I was thinking to buy APC 1.1kva , locally available for 5.3k

Is it good or should i go for something else?

Bump


Pls someone respond, power cuts like every 1 hr need it urgent.


----------



## topgear (Jul 14, 2012)

APC 1 or 1.1 KVA UPS.


----------



## thetechfreak (Jul 14, 2012)

Pick up the Apc 1.1Kva you found locally


----------



## Hemanth.MMO (Jul 14, 2012)

Ok thanks, i have ordered it.


----------



## d6bmg (Jul 15, 2012)

Hemanth.MMO said:


> Ok thanks, i have ordered it.



Online or offline??
If you have ordered it online please mention the name of the e-store.
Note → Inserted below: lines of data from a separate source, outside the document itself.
PR #4253, opened 2026-04-20
fix: add proper error messages for cli errors

### LINKED ISSUE #4230: CLI 400: surface validation error body
**Problem:** When the API returns **400 Bad Request** with **no (or unusable) response body**, the CLI only shows the status line. Coding agents and humans cannot see **what failed validation**, so they cannot self-correct without guesswork.

**Current vs proposed:** Current: Opaque `400 Bad Request` from CLI. Proposed: API returns a structured validation error (field paths, messages) in the response body for validation failures; CLI **prints that body** (or a formatted summary) on stderr alongside the status. Scope may include gateway/proxy ensuring bodies are not stripped.

**Use case:** Agent-driven and scripted CLI use (`canvases update`, etc.) where a single clear error fixes the next attempt.

Related (closed, broader): https://github.com/superplanehq/superplane/issues/3643

re-pixel:
### Problem
CLI commands that failed validation printed only `400 Bad Request`, hiding the server's actual error message. Agents and scripts had to guess what went wrong and retry blindly.

### Changes

- Fixed the `errors.As` target in `FormatCommandError` and added a body fallback so the CLI always surfaces a useful message - decoded `GooglerpcStatus` when available, raw response body (capped) otherwise.
- Added end-to-end tests driving the real SDK via `httptest`.

### Before / After
Before:
`$ superplane canvases update --name ""` ... 400 Bad Request

After:
`$ superplane canvases update --name "" `... invalid request: canvas name is required

Closes: https://github.com/superplanehq/superplane/issues/4230

### DIFF
--- a/pkg/cli/core/errors.go
+++ b/pkg/cli/core/errors.go
@@ -1,6 +1,7 @@
 package core
 
 import (
+	"encoding/json"
 	"errors"
 	"fmt"
 	"strings"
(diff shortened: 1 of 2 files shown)


pkg/cli/core/errors.go
```diff
@@ -64,25 +99,102 @@ func formatGoogleRPCStatusError(status *openapi_client.GooglerpcStatus) error {
...
+	case 12:
 		return "not supported"
-	case 13: // Internal
+	case 13:
 		return "internal error"
-	case 14: // Unavailable
+	case 14:
 		return "service unavailable"
-	case 16: // Unauthenticated
+	case 16:
```
forestileao: We can create a map for this. (If it does not already exists on our RPC protobuff dependencies)

pkg/cli/core/errors.go
```diff
@@ -64,25 +99,102 @@ func formatGoogleRPCStatusError(status *openapi_client.GooglerpcStatus) error {
...
+			switch {
+			case field != "" && desc != "":
+				out = append(out, fmt.Sprintf("%s: %s", field, desc))
+			case field != "":
+				out = append(out, field)
+			case desc != "":
+				out = append(out, desc)
+			}
+		}
+	}
```
forestileao, line 145: you can extract the inner parsing logic into a small helper and normalize the key lookup to avoid branching inside the loop


(THIS CODE IS NOT FORMATTED)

Cause, 2-3 days ago I saw a query in this forum asking for any e-store from where UPS can be ordered.
If you have bought it from local market, ignore my post.


----------



## Hemanth.MMO (Jul 18, 2012)

Bought it locally

Got the UPS yesterday, its kind of noisy ( humming and fan sound )


----------



## d6bmg (Jul 18, 2012)

Fan will only rotate when it goes above specific temperature - generally happens at the time of battery charging and discharging.


----------



## saswat23 (Jul 19, 2012)

UPS too come fan! That's something new to me.


----------



## d6bmg (Jul 19, 2012)

Saw picture of APC 1.1KVa. It have a ~40/60/80mm fan at the back.


----------